A los cristianos gentiles Pablo les está diciendo que serán «presuntuosos» en cuanto a sí
mismos (11:25) si conciben su propia existencia como cristianos en aislamiento o
separación de Israel (cf. Bieder 1964:27). Pablo nunca abandona la continuidad de la
historia de Dios con su pueblo Israel. Es imposible para la Iglesia ser el pueblo de Dios sin
su vínculo con Israel. El apostolado de Pablo a los gentiles guarda relación con la salvación
de Israel y nunca significa dar la espalda a dicho pueblo. El evangelio es la extensión de la
promesa más allá de las fronteras de Israel, no el desplazamiento de Israel por parte de una
Iglesia compuesta de gentiles (cf. Beker 1980:317, 331, 333, 344). Por eso Pablo nunca (ni
siquiera en 6:16) califica explícitamente a la Iglesia como el «nuevo Israel»; tal costumbre
surge más bien del siglo 2 en adelante, por ejemplo en los escritos de Bernabé y Justino
Mártir (cf. Beker 1980:316s., 328, 336; Senior y Stuhlmueller 1985:242–247). De hecho, la
Iglesia no es ningún Israel nuevo sino un «Israel ensanchado» (Kirk 1986:258). Y los
cristianos gentiles nunca deben olvidarlo.
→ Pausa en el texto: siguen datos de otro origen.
PR #1191, opened 2016-02-27
Make vl2svg and vl2png scripts actually work when installed

sampsyo:
A follow-up to #1188, where the goal is to get usable CLI tools after running `npm install -g vega-lite`.

This fixes two search-path issues that made `vl2svg` and `vl2png` work only when run from the Vega-Lite source directory. As suggested by @domoritz, I tried to avoid breaking any scripts that clearly *want* to run from inside the source directory, without a global install. Namely, `npm run build:images` still works.

Please let me know if I broke anything else!


domoritz:
Excellent. Thank you!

¿Ha logrado Pablo «hacer de un círculo un cuadrado»? (Räisänen 1987:410). Es decir,
¿ha podido reconciliar sus ideas acerca del pacto irrevocable de Dios con Israel con su
convicción de que Dios salvará únicamente a los que responden en fe al evangelio?
La respuesta a esta pregunta dependerá, por lo menos en parte, de la perspectiva del
lector. Estas dos convicciones permanecen hasta el final en tensión la una con la otra, y
probablemente sería contrario al espíritu del ministerio de Pablo tratar de empujar
cualquiera de las dos hasta su consecuencia lógica. Una lógica así inevitablemente
concluiría o bien que la fe en Cristo al fin y al cabo no importa tanto, o que Israel está
perdido, dado el hecho de que tan pocos judíos han llegado a la fe. Pablo no podría nunca
sentirse cómodo con ninguna de estas dos afirmaciones.